…plus shoes, floors, roofing…

Typical products manufactured using recycled rubber fillers include insulation panels and rubber mats, flooring for sports halls, shoe soles, carpet backing materials...


Recycled rubber has to meet tough requirements to be suitable for the manufacture of high quality products. Industry requires powders with grain sizes of 100-600µm and with a very large specific surface area. Because of the chemical cross-linking produced by vulcanisation, recycled rubber can never have the same properties as ‘fresh’ raw materials, and is therefore effectively downgraded. In practice, this means that recycled rubber can only be used as a filler in new mixtures. So rubber is normally recycled by grinding to produce fine powders with a large specific surface area. Until now, that surface area could only be produced using ‘warm’ grinding processes whose yield of particles with grain sizes between 400 and 600µm was too low.

Since 1995, Mülsener Recycling of Mülsen St Jacob, Germany, has been operating a used tyre granulating plant. Every year, approximately 10,000 tons of used truck tyres and other industrial rubber waste are converted to powders and granulates of between 0.4 and 7mm. In 1996, the decision was taken to produce rubber powder for the manufacture of higher value products and a fine grinding stage was added. To produce grain sizes of 200-400µm cost-efficiently, this had to be a cryo-grinder.

Cryo-grinding

A Jäckering Ultra-Rotor VI model universal mill was fitted with Cryogen equipment from Messer. The granulate is embrittled by cooling to -150°C with liquid nitrogen, and is then ground to a fine powder using impact mills fitted with a recirculation system for cold nitrogen gas.

From the first trials a marked increase in the throughput and the yield of granulates with a grain size of below 500µm was observed: cryogrinding produces a readily pourable material with a high proportion of fine grain granulate. Yet, because of the relatively smooth fracture surfaces of the particles, they have a low specific surface area. The high mechanical stress in ambient temperature grinding without cooling produces a very uneven surface, but the proportion of fine granulates and the throughput are both low.

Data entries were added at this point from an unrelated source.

PR #791, opened 2015-06-25
refactor the retry logic.

junchaowu:
@blampe  @abhinav @breerly 
Take big method into parts

### DIFF
--- a/python/tchannel/tornado/peer.py
+++ b/python/tchannel/tornado/peer.py
@@ -577,8 +577,10 @@ class PeerClientOperation(object):
                 # stop the outgoing request
                 request.set_exception(e)
 
-                should_retry = request.should_retry_on_error(e) and (
-                    num_of_attempt != attempt_times - 1)
+                should_retry = (
+                    request.should_retry_on_error(e) and
+                    num_of_attempt != attempt_times - 1
+                )
 
                 if not should_retry:
                     raise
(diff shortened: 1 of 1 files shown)


junchaowu:
The github CR sucks

python/tchannel/tornado/peer.py
```diff
@@ -551,22 +548,40 @@ def send(self, arg1, arg2, arg3,
...
+        log.debug("Got response %s", response)
+        raise gen.Return(response)
+
+    @gen.coroutine
+    def _send(self, connection, req):
+        response_future = connection.send_request(req)
+        with timeout(response_future, req.ttl):
+            response = yield response_future
+
+        raise gen.Return(response)
```
abhinav: No need for this whole thing to be a coroutine. Just do:

    return gen.with_timeout(connection.send_request(req), req.ttl)

python/tchannel/tornado/peer.py
```diff
@@ -551,22 +548,40 @@ def send(self, arg1, arg2, arg3,
...
-                response = yield self._send(
-                    connection, request)
+                response = yield self._send(connection, request)
                 break
             except (ProtocolError, TimeoutError) as e:
+                # stop the outgoing request
                 request.set_exception(e)
-                if not request.should_retry_on_error(e):
+                if not request.should_retry_on_error(e) or (
+                        num_of_attempt == attempt_times - 1):
```
abhinav: Style nit: If the condition is becoming ungainly, move it into an aptly named variable.

    should_retry = (
        request.should_retry_on_error(e) and
        num_of_attempt <= ...
    )

    if not should_retry:
        ...

python/tchannel/tornado/peer.py
junchaowu: discussed offline. Keep it.

junchaowu:
Update the patch.

abhinav:
:+1:

PR #794, opened 2015-06-25
Python TChannel Synchronous Client

breerly:
Created basic `tchannel.sync.TChannelSyncClient` for making calls to TChannel services in a synchronous environment (uWSGI). Notes:

* Uses https://github.com/breerly/threadloop to allow for fanout.
* Enabled ipdb & `-s` flag for pytest so that we can debug things without having to set this up separately.
* Updated the test server to work with tests that do not have `pytest.mark.gen_test`

cc @blampe @abhinav @junchaowu


blampe:
Filename lgtm :)

abhinav:
Can you rename all file names to be more readable and fix the indentation of everything

breerly:
*merges* :P

python/tests/test_sync.py
```diff
@@ -0,0 +1,27 @@
...
+# OUT OF OR IN CONNECTION WITH THE SOFTWARE OR THE USE OR OTHER DEALINGS IN
+# THE SOFTWARE.
+
+from __future__ import absolute_import
+
+import pytest
+
+
+def test_works():
+    assert False
```
breerly: test is failing :-1:

breerly:
@junchaowu @blampe @abhinav - what's the reason for having all of the integration tests live `tests/integration` instead of inline with the other tests?

breerly:
Notes:

* I'm using a new ioloop for each request so that we don't have to worry about pooling and get easy thread safety
* I can't get the test server to work in conjunction with the sync client, getting `ioloop already started`. I suspect the ioloop used in the test server is conflicting.
* I'm really sad by the `request().send()` pattern and might avoid it completely here.

python/tchannel/sync.py
```diff
@@ -0,0 +1,133 @@
...
+from collections import namedtuple
+
+from tornado import gen
+from tornado import ioloop
+
+from . import glossary
+from . import tornado as async
+
+
+class TChannelSyncClient(object):
```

To exploit the strengths of both grinding technologies, the cooling and grinding stages were decoupled. A high yield of fine grain granulate was produced by embrittling the rubber granulate in a screw cooler before passing it through a specially adapted grinding mill. The output from the mill has a temperature of 15°C, a high proportion of fine grain granulate and a large specific surface area.